• Required action
Show the lines below that contain the string "pooling".

Stored items
PR #774, opened 2019-05-29
[WIP] Transformer Chainer

Fhrozen:
This is the second part of the updates for the transformer with Chainer:
- [x] Reflect pytorch code
- [x] Joint CTC/att training
- [x] Support Beam search
- [x] Support LM integration
- [x] Add CER for Transformer Chainer (#755)
- [x] Fix CER for Transformer pytorch (#755)
- [x] Fix accum grad #777 
- [x] Mismatch dim in Conv2D sub (Pytorch) #822 
- [x] Common CER computation for Transformer - Pytorch/Chainer
- ~~Common CER computation for RNN - Pytorch/Chainer~~ (Leave for another PR)
- ~~Format __call__ inside chainer transformer~~ (Leave for another PR)

PR #857, opened 2019-06-15
CER/WER & CER_CTC in Transformer pytorch

Fhrozen:
Currently, testing on cpu.
This implements a common function for obtain CER & WER  in transformer
It is only implemented on pytorch backend. 
Chainer will be supported in #774.

- [x] Common Function CER CTC+ CER WER


Fhrozen:
@sw005320, Just finished this PR. Please check it and let me know if there is a problem for merge.
For the first epochs, the CER is displayed as following:
cer.
I compared with the master training and did not observe any bottleneck or increasing on the training time, at least for the first epochs.

espnet/nets/pytorch_backend/e2e_asr_transformer.py
```diff
@@ -181,14 +193,48 @@ def forward(self, xs_pad, ilens, ys_pad):
...
-        if self.ctc is None:
+        if self.mtlalpha == 0.0:
             loss_ctc = None
+            cer_ctc = None
         else:
             batch_size = xs_pad.size(0)
             hs_len = hs_mask.view(batch_size, -1).sum(1)
             loss_ctc = self.ctc(hs_pad.view(batch_size, -1, self.adim), hs_len, ys_pad)
 
+            cers, char_ref_lens = [], []
```
sw005320: Can you make these entire lines (204 -- 237) as one function (class member function or function in some common directory)?
I want to make the main loop simple.

espnet/nets/pytorch_backend/e2e_asr_transformer.py
```diff
@@ -201,39 +198,15 @@ def forward(self, xs_pad, ilens, ys_pad):
...
-                    char_ref_lens.append(len(ref_chars))
-
-            cer_ctc = float(sum(cers)) / sum(char_ref_lens) if cers else None
+            ys_hat = self.ctc.argmax(hs_pad.view(batch_size, -1, self.adim)).data
+            cer_ctc = self.error_calculator(ys_hat, ys_pad, is_ctc=True)
 
         # 5. compute cer/wer
-        if self.training or not (self.report_cer or self.report_wer):
+        if self.training or self.error_calculator is None:
             cer, wer = 0.0, 0.0
```
sw005320: This may confuse people.
`None` is better?
At least `0.0` is wrong.

Fhrozen:
@sw005320 Just finished the common functions. Let me know if this was what you are looking for.
By the moment, it increases the elapsed time by 5.5 secs per 100 iters. So in a training of 20 hrs it will become 24hrs aprox.
I will try to see if it is possible to reduce this elapsed time.

espnet/nets/pytorch_backend/e2e_asr_transformer.py
Fhrozen: Ok.
I was planning to apply it but in the other PR. #774. Should I apply this here? or keep it as part of #774.

sw005320:
> By the moment, it increases the elapsed time by 5.5 secs per 100 iters. So in a training of 20 hrs it will become 24hrs approx.

Hmm. It's a bit more than I expected...

espnet/nets/pytorch_backend/e2e_asr_transformer.py
sw005320: Oh, that's better. Let's do it there.

Fhrozen:
After testing several coding combinations i found that this is the best. Currently, it takes 2 ~ 3 secs additional to the one without CER/CTC.
I tested master and each 100 iters took around 24 secs, while the previous code took 31 secs (almost 7 additional secs per 100 iters). 
The main problem was that cer/ctc was passing the data in gpu format and then each values were converted to cpu int. Passing the whole data at once is faster. 

@sw005320 let me know if this is acceptable, and please check it to merge so I can update this in #774  to finish it.

espnet/nets/pytorch_backend/e2e_asr_transformer.py
```diff
@@ -110,6 +110,15 @@ def __init__(self, idim, odim, args, ignore_id=-1):
         else:
             self.ctc = None
 
+        if 'report_cer' in vars(args) or args.mtlalpha > 0.0:
```
ShigekiKarita: why not `if args.report_cer`?

espnet/nets/pytorch_backend/e2e_asr_transformer.py
```diff
@@ -181,14 +190,24 @@ def forward(self, xs_pad, ilens, ys_pad):
...
 
+            ys_hat = self.ctc.argmax(hs_pad.view(batch_size, -1, self.adim)).data
+            cer_ctc = self.error_calculator(ys_hat.cpu(), ys_pad.cpu(), is_ctc=True)
+
+        # 5. compute cer/wer
+        if self.training or self.error_calculator is None:
+            cer, wer = None, None
+        else:
+            ys_hat = pred_pad.argmax(dim=-1)
+            cer, wer = self.error_calculator(ys_hat.cpu(), ys_pad.cpu())
```
ShigekiKarita: I think these `cer, wer` can be obtained even if `args.mtlalpha == 0`. If so, remove `if args.mtlapha > 0` in `__init__`.

ShigekiKarita:
I think the performance overhead is OK because we can disable it by `report-cer: False` `report-wer: False`. Are they default False?

espnet/nets/pytorch_backend/e2e_asr_transformer.py
ShigekiKarita: What happens if `report_cer == False && report_wer == True`?

Fhrozen:
@ yes. they already set to `False`
https://github.com/espnet/espnet/blob/fcf4c8ceeb413cea333ed98dc6c9fb5339bf1150/espnet/bin/asr_train.py#L125-L128

espnet/nets/pytorch_backend/e2e_asr_transformer.py
Fhrozen: I think that this `if` detects that `report_cer` has been declared in `args` regardless its value ( in case of `None`)

espnet/nets/pytorch_backend/e2e_asr_transformer.py
Fhrozen: The `if` in main allows to avoid adding the `error_calculator` if there is no `report_cer` in `args` and the `mtlalpha` is equal to zero. I will change the way to add `error_calculator` for `False` cases and `mtlalpha=0` then.

ShigekiKarita: Why can `args` have no `eport_cer`? It is statically added in `asr_train.py`.

espnet/nets/pytorch_backend/e2e_asr_transformer.py
ShigekiKarita: I think this is better because `report_cer` and `report_wer` should not be None as defined in `asr_train.py`.
```python
if args.report_cer or args.report_wer:
    self.error_calculator(...)
```

espnet/nets/pytorch_backend/e2e_asr_transformer.py
Fhrozen: Yes, but when I wrote the code for transformer I migrated it from the `e2e_asr` where is almost the same `if report_cer is not in vars(args)`:
https://github.com/espnet/espnet/blob/fcf4c8ceeb413cea333ed98dc6c9fb5339bf1150/espnet/nets/pytorch_backend/e2e_asr.py#L121-L134

I will modify this directly in #774

ShigekiKarita: Please do not spread this... You can do the right thing here because it does not have a breaking change. I think you can also delete `self.recog_args` in Transformer.

Fhrozen: got it.

Fhrozen:
@ShigekiKarita I just added the modifications. Please let me know if there is something missing or still wrong in the code. BTW, i think the reason why is there was the `if report_cer is not in vars(args)` is because of the tests. They were not being included in the Namespace. I just added to fix this.

espnet/nets/e2e_asr_common.py
```diff
@@ -80,3 +83,104 @@ def get_vgg2l_odim(idim, in_channel=3, out_channel=128):
     idim = np.ceil(np.array(idim, dtype=np.float32) / 2)  # 1st max pooling
     idim = np.ceil(np.array(idim, dtype=np.float32) / 2)  # 2nd max pooling
     return int(idim) * out_channel  # numer of channels
+
+
+class ER_Calculator(object):
```
sw005320: We don't use `_` in the class name. How about `ErrorCalculator`?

• Result for this exercise
     idim = np.ceil(np.array(idim, dtype=np.float32) / 2)  # 1st max pooling
     idim = np.ceil(np.array(idim, dtype=np.float32) / 2)  # 2nd max pooling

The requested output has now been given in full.